Data overlays are pieces of data that can be overlayed on the genomic secondary structure. In this tutorial we will add a 1D data overlay, this type of overlay is a list of nucleotide positions and a corresponding data values. Adding a 1D overlay colours the nucleotides of the secondary structure according to their correponding data values.

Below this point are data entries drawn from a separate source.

PR #2983, opened 2023-02-14
docs: remove beta status from Flow

rfratto:
Flow is now implicitly considered production ready. A subset of components are singled out as still being beta or experimental: 

* `loki.echo` is explicitly marked as beta.
* `loki.source.kubernetes` is explicitly marked as experimental.
* `loki.source.podlogs` is explicitly marked as experimental.
* `mimir.rules.kubernetes` is explicitly marked as beta.
* `otelcol.exporter.loki` is explicitly marked as beta.
* `otelcol.exporter.prometheus` is explicitly marked as beta.
* `otelcol.receiver.loki` is explicitly marked as beta.
* `otelcol.receiver.prometheus` is explicitly marked as beta.
* `phlare.scrape` is explicitly marked as beta.
* `phlare.write` is explicitly marked as beta.

Other Flow components not listed here are considered production ready and generally available.


docs/sources/flow/_index.md
```diff
@@ -78,18 +72,3 @@ prometheus.remote_write "default" {
...
 [reference documentation]: {{< relref "./reference" >}}
 
-## Current limitations
-
-The goal of Grafana Agent Flow is to eventually support the same use cases that
-Grafana Agent does today. Some functionality may be missing while Grafana Agent
-Flow is still in development:
-
-* An equivalent list of integrations
-* An equivalent to the scraping service
```
rfratto, line 88: These limitations still currently exist, but since we're removing the beta status, it's probably appropriate to move to timeless documentation.

docs/sources/flow/_index.md
```diff
@@ -78,18 +72,3 @@ prometheus.remote_write "default" {
...
-
-## Provide feedback
-
```
tpaschalis, line 91: We could maybe keep this, no reason to throw it out right?

tpaschalis (approved):
👍

rfratto:
I'm going to bring this back in draft for a bit so it doesn't get accidentally merged. I think we need to consider whether we should single out any Flow components as experimental/beta before merging this.

docs/sources/flow/_index.md
rfratto: I wanted to remove the feedback section because I'm worried it implies that Flow is still young or not production ready. 

I think people can rely on the "prove feedback" links elsewhere, like at the top level or at the project README. 

I'm going to merge this as-is to keep things moving, but if you're still unsure, let's discuss it and we can bring this back in a follow up PR :)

  1. Click 'Add 1D data', this will open a dialog where you can add a corresponding data source. To learn how to create your own custom 1D data source, see Creating a 1D data source.
  2. Click 'Browse' next to the 'Data file' field and select the 'hiv-1-shape-reactivities.csv' file. This file contains SHAPE reactivity and pairing probabilities for nucleotides in the HIV-1 NL4-3 genome.
  3. Next add the 'NL4-3-shape-alignment.fas' mapping alignment by selecting 'Browse' next to 'Mapping alignment'. This mapping alignment allows the 1D data to be correctly mapped to the reference structure.
  4. Type 'SHAPE reactivity' in the 'Field name' field, this will give your data overlay a name which will displayed in the data legend and other places where this data overlay appears.
  5. Click the 'Position column' drop-down list, this will display a list of columns in the CSV file. Select the '1. Position' item, this specifies that the first column of the alignment will be used as the position co-ordinates of the corresponding data values.
  6. Click the 'Data column' drop-down list, once again this will display a list of columns in the CSV file. Select the '3. SHAPE reactivity' item, this column of the CSV file contains the SHAPE reactivites of individual nucleotides within the HIV-1 NL4-3 genome, high values indicate nucleotides which are reactive to the SHAPE chemistry, these are nucleotides which tend to be unpaired within the genome - it is this information that allow the authors of the paper to generate of model of the secondary structure of HIV-1 based on experimental data.
  7. From the 'Data maximum' drop-down list select 'Custom' and enter '1.0' into the adjacent text field. This will filter out any data values greater than 1.0, this is necessary in the case of the SHAPE data because the majority of data values tend to fall in the range 0.0 - 1.0, displaying values > 1.0 will cause most of the colours corresponding to data values (depicted in the data legend on the right) to be indistinguishable from one another because there are very few data values > 1.0.
  8. Manipulate the data legend on the right to match the colour gradient depicted in the image above. Double-click on the triangles to change their colours. Double-click on an empty region to add an intervening colour. The colours can be moved by dragging them up or down and removed by dragging them off the right of the legend.

5. Finish

Once you have completed the data overlays section click next, this will take you to the last panel which will finalize the creation of your dataset, any errors that occur during this process will be displayed on this panel and you will be able to go back in the wizard in order to rectify them.